* _WORK INSTRUCTION_
The answer must consist of each line below that contains the word "reasonable", copied in full.

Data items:
'''
Issue #1775, opened 2019-04-28
[Question] Why 15°C for min temp?


tobymurray:
Is the 15°C threshold based on anything? E.g. temperature sensor specs or practical experience? 

I regularly hit the `Err: MINTEMP` in the room my printer sits in, as the nozzle temperature appears to rest ~5°C below ambient (I have a copper heat block, maybe that makes a difference?). I've otherwise had no issues with my thermistor, and I have thousands of hours of prints with it so I would be surprised if the sensor itself was faulty. My current workaround is to use a portable heater to preheat the printer until it gets above 15°C, then carry on. I've recently become fed up with this as the nozzle temperature dropping to 15°C has caused print failures due to cooldown after a jam has been detected or something.

I'm considering modifying the configuration in the firmware to lower it to something that seems more reasonable to me from what I've observed experimentally, but I don't want to do it if the 15°C has some safety significance.

JustAnother1:
The safety significance is, as far as I know, to detect sensor failures. Such as short circuit and disconnected. So Check the temperatures that your settings create if the sensor is disconnected and if you short circuit the sensor. One value should trigger max temp error the other value should trigger min temp error. As long as that still works there should be no issue to adopt the values as long as these two hold true.

tobymurray:
I just tried it out - a short sets off the MAXTEMP alarm and displays 739°C. An open circuit shows 0°C (and the MINTEMP). Looks like I'll be lowering the threshold then!

nevercast:
Are you saying you can't start printing when the ambient temperature is under 15C? I'm running V3.7.1 firmware on my MK3S and the ambient was 7°C when I started printing today. I did run a preheat though, perhaps preheat ignores the min temp that you are talking about? When does MINTEMP occur?

tobymurray:
Addressed in https://github.com/prusa3d/Prusa-Firmware/pull/1855

PR #1855, opened 2019-05-21
Drop min nozzle temperature to 5 degrees on MK3S

tobymurray:
Follow up to #1775. My hot end thermistor generally reads ~5° below ambient. It is regularly 15° - 25° ambient temperature in my house (where I use the MK3), so this means I regularly get the MINTEMP error when the printer is perfectly fine. Normally this is just an annoyance and I have a small heater I use to preheat the machine, but with MMU prints I am now regularly failing prints while the printer waits for me to come sort out why the filament isn't loading.

I'm not sure if having a [plated copper heat block](https://e3d-online.com/v6-plated-copper-heater-block) is impacting it, but everything else seems to work fine to me. I have ~5k hours on the printer with the thermistor and it doesn't seem to otherwise have issues.

From a safety perspective, I tried shorting the sensor (read over 700° and set off an alarm), I tried opening the circuit and it showed 0°. I'm not sure why this value is higher than the others so I'm totally open to this being a conscious decision that I wasn't aware of.

### DIFF
--- a/Firmware/variants/1_75mm_MK3-EINSy10a-E3Dv6full.h
+++ b/Firmware/variants/1_75mm_MK3-EINSy10a-E3Dv6full.h
@@ -280,7 +280,7 @@
  *------------------------------------*/
 
 // Mintemps
-#define HEATER_0_MINTEMP 15
+#define HEATER_0_MINTEMP 5
 #define HEATER_1_MINTEMP 5
 #define HEATER_2_MINTEMP 5
 #define HEATER_MINTEMP_DELAY 15000                // [ms] ! if changed, check maximal allowed value @ ShortTimer
--- a/Firmware/variants/1_75mm_MK3S-EINSy10a-E3Dv6full.h
+++ b/Firmware/variants/1_75mm_MK3S-EINSy10a-E3Dv6full.h
@@ -282,7 +282,7 @@
  *------------------------------------*/
 
 // Mintemps
-#define HEATER_0_MINTEMP 15
+#define HEATER_0_MINTEMP 5
 #define HEATER_1_MINTEMP 5
 #define HEATER_2_MINTEMP 5
 #define HEATER_MINTEMP_DELAY 15000                // [ms] ! if changed, check maximal allowed value @ ShortTimer


rennne (approved):
Since an appropriate test was done: the code looks fine too me

nevercast:
Is this of any concern, @tobymurray? https://github.com/prusa3d/Prusa-Firmware/blob/6aface42d8ff4ff2280d3b64f1c680560db8f074/Firmware/variants/1_75mm_MK3S-EINSy10a-E3Dv6full.h#L144-L147

> this is because 15C is end of scale for both used thermistors (bed, heater)

Perhaps the MK3S uses different thermistors. 

Update: I traced that one define all the way back to Initial Commit, rip. 
https://github.com/prusa3d/Prusa-Firmware/blob/30f0528aba00e5949496f4fe7adcbef5b5a18b5c/Firmware/variants/1_75mm_MK2-RAMBo10a-E3Dv6full.h#L70

No idea why it is the value it is.

tobymurray:
@nevercast - the short answer is "I don't know". The comment is just English-y enough to seem concerning ("15C is end of scale for both used thermistors (bed, heater)"), but I don't fully understand it. The bed thermistor has a value of 5°C for the min, so either the comment is wrong or the existing code is wrong. It seems to be saying there is an ambient temperature sensor that is actually _on_ the Einsy, I was not aware of this if there is. My understanding was that the heat bed temperature was determined by the heat bed thermistor, the nozzle temperature was determined by the thermistor in the hot end (what I was attempting to change here), and then there was a third thermistor in the P.I.N.D.A. itself which was used for temperature compensation. 

The behavior I've observed is that my nozzle temperature is _lower_ than ambient (as measured by the bed temperature or by an external thermometer), which is what prompted this change. I (unfortunately) never had a Prusa before my MK3 (now MK3S), so I would have to look at the history to see if the determination of ambient temperature has changed through the models. Looking at the current Einsy documentation, I don't see a reference to an on-board thermistor, so I don't know what the comment is referring to.

I have not seen the behavior described in the comment - i.e. that there is some temperature being taken within the Einsy case and that temperature is higher than ambient.

nevercast:
I'm pretty sure if I go to Support -> Temperatures on my MK3S it gives me four temperatures, perhaps you want to try that yourself too?

If I recall from when I was debugging Temperature Runaway errors, the temperatures were 
Nozzle: ~200
Bed: ~60
Ambient: ~26
PINDA: ~17

Which would indicate that there may be a 10 degree offset on ambient, but it also may be 10 degrees warmer on the EINSY than ambient, since it has high current FETs

tobymurray:
Yeah, I'm definitely seeing that there is a 4th temperature sensor - I have an ambient temperature and it is a little over 10°C higher than e.g. the P.I.N.D.A. (which seems to be much closer to the actual ambient temperature). Any idea physically where it is? I can look at my board at home, but I'm in the middle of a long print. 

My understanding was that `HEATER_0_MINTEMP` corresponded to the nozzle temperature, not to the ambient temperature sensor. I'm not familiar with Marlin, so I don't really know where to look to say definitively what the mapping is. If my proposed change impacts the ambient temperature sensor, it's not intended. Experimentally, it doesn't _seem_ like it does - I've been printing with this modified firmware and the nozzle temperature no longer correlates with MINTEMP errors (although I have not encountered any MINTEMP errors).

tobymurray:
Ok, taking this back to the start I see that the ambient temperature sensor is baked right into the board, PF6 in the Heater Outputs diagram in the [Einsy schematic](https://github.com/ultimachine/Einsy-Rambo/blob/1.1a/board/Project%20Outputs/Schematic%20Prints_Einsy%20Rambo_1.1a.PDF). So at least now I understand where that temperature is coming from!

I'm assuming my thermistor is just slightly out of calibration, so it's reading colder than ambient. While I could replace it, I still want to address being able to print in the winter when it legitimately drops below 15°C at some points (e.g. overnight if the printer sensed an error, now the MINTEMP makes the print irrecoverable).

With that said, I was getting all turned around - I'll dump my understanding here in hopes I can keep it straight in the future. Working back from the UI (e.g. [here](https://github.com/prusa3d/Prusa-Firmware/blob/d3dd0ad271f28f3540eafdae583127c8926884ad/Firmware/temperature.cpp#L2099)) it looks like the MINTEMP error I'm seeing can be triggered by either `HEATER_0` or the bed. Ignoring the bed for now because it's unrelated to the proposed change, this MINTEMP is related to `HEATER_0`. The EinsyRambo documentation shows what it considers the 3 thermistors [here](https://reprap.org/wiki/File:EinsyRambo1.1a-connections.jpg). According to the [Prusa assembly instructions](https://manual.prusa3d.com/Guide/8.+Electronics+assembly/1052?lang=en#s18475), T0 is the extruder and T2 is the heatbed. T1 is left unattached to anything. If you look at the [EinsyRambo pinout](https://www.reprap.org/wiki/EinsyRambo_development) it shows that PE5 goes to "Heat 0". This is mapped in the Einsy's [Marlin configuration](https://github.com/prusa3d/Prusa-Firmware/blob/327e6cd39bcbac9f0ee497daf167575a9e181370/Firmware/pins_Einsy_1_0.h#L65) to `HEATER_0_PIN` - so this is all consistent. `HEATER_0` is the nozzle, and the nozzle is set to 15°C for some reason.

> this is because 15C is end of scale for both used thermistors (bed, heater)

Looking at the [MK3S configuration](https://github.com/prusa3d/Prusa-Firmware/blob/84ac20922262d6d2a8f14334106adf2feefa06e5/Firmware/variants/1_75mm_MK3S-EINSy10a-E3Dv6full.h#L561) (what I changed), the temperature sensor is allegedly an [ATC Semitec 104GT-2](https://github.com/prusa3d/Prusa-Firmware/blob/84ac20922262d6d2a8f14334106adf2feefa06e5/Firmware/variants/1_75mm_MK3S-EINSy10a-E3Dv6full.h#L530). That specific sensor looks to be obsolete now, but the [datasheet for it](https://www.mouser.com/datasheet/2/362/semitec%20usa%20corporation_gtthermistor-1202937.pdf) lists the "Category temp. range" from "-50~+300". I'm by no means a thermistor-ologist, so I welcome any insight, but it doesn't look like there's anything about the specific sensor that leads it to unusable in the 5°C - 15°C range. 

To me it seems like any limitations like that would have to be on how the thermistor is read. The function to read the `HEATER_0` (extruder) temperature looks to be [here](https://github.com/prusa3d/Prusa-Firmware/blob/d3dd0ad271f28f3540eafdae583127c8926884ad/Firmware/temperature.cpp#L903) which uses [this temperature table](https://github.com/prusa3d/Prusa-Firmware/blob/6940b13507b7bb55c23a7f49a6c3dc514b016416/Firmware/thermistortables.h#L173). This is mapped from 0°C - 350°C, but the lowest 3 temperatures are:

```
   {978*OVERSAMPLENR, 22},
   {1008*OVERSAMPLENR, 3},
   {1023*OVERSAMPLENR, 0}
```
I'm thinking that's where the 15°C comes from - it's a pseudo-arbitrary value that's not at the very end of the temperature scale. It looks like there's plenty of resolution at the low temperature end of the thermistor, so the thermistor should be particularly sensitive to the difference between 3°C and 5°C compared to 303°C and 305°C. With that said, I don't think 15°C would be any "safer" than 5°C in this case. Both fall into the same interval between explicitly mapped temperatures. I'm honestly not even really sure why it would be higher than 0°C. So far as I'm aware this is protecting against an open circuit, so the chances of a failure such that the resistance is perfectly not-high-enough to overflow but so high that it registers in the single digit temperatures seems _extremely_ unlikely. I'm quite open to having fundamentally misunderstood something, but so far as I can tell this is a safe change because both the thermistor and the firmware are similarly capable of sensing 5°C as they are 15°C

Disclaimer: this is my first time looking at the Marlin firmware at all, and I am absolutely not fluent in electronics.

tobymurray:
Out of curiosity, I graphed the temperature table. The part that is relevant for this change is in the upper left. Visually it's easier to see that a small change in the temperature (x axis) has a much larger change in the reading (y axis) at the lower end of the scale compared to the higher end of the scale.
image

rhys100:
who can be the 2nd reviewer?

leptun:
I think there are some board differences between mk2 and mk3 that affect the temperature mintemp. On mk2 you can’t get lower than 14*C even with thermistor disconnected. I think that’s why 15*C was chosen as mintemp and was just kept on the new board.

tobymurray:
That seems reasonable to me, unplugging the thermistor on my MK3 showed 0°C and it doesn't waver.

nevercast:
Can anyone offer testing of this on a MK2, per @leptun comment? I only have a MK3.

leptun:
@nevercast https://photos.app.goo.gl/hPQuVAoJn9kLx2SL9

Here is video on mk2 board with no thermistor connected

nevercast:
Thanks @leptun, that confirms that the sensor cannot operate below 15C on the MK2, but seemingly not the case on the MK3, is that right, @tobymurray ?

Because of this [comment](https://github.com/prusa3d/Prusa-Firmware/issues/2006#issuecomment-512181182) I'd like @michalxfanta to weigh in with his opinion too. Why is the minimum operating temperature 18C? 

I personally have had successful prints at 7C room temperature without an extruder sock on my MK3S.

leptun:
I don’t think the mimimum operating temperature has anything to do with hotend or bed temperature handling, but with the printing material itself. Idk. I think you could go as low as 0deg environment. The only problem I see is that the top surface of the bed might be colder than usual and result in warping. As for the electronics, i think they would only benefit from a lower ambient temperature as they get quite hot (Especially the extruder motor).

Edit: what I said about fillament only applies to PLA. The other materials can’t be printed at these temperatures at all, especially ABS and PC

nevercast:
The bed is heated. Ambient doesn't matter. As far as I know, as long as the extruder temperature and bed temperature can be sustained, the ambient temperature will have little effect on the print. This is my experience.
'''
* _EXERCISE RESPONSE_
I'm considering modifying the configuration in the firmware to lower it to something that seems more reasonable to me from what I've observed experimentally, but I don't want to do it if the 15°C has some safety significance.
That seems reasonable to me, unplugging the thermistor on my MK3 showed 0°C and it doesn't waver.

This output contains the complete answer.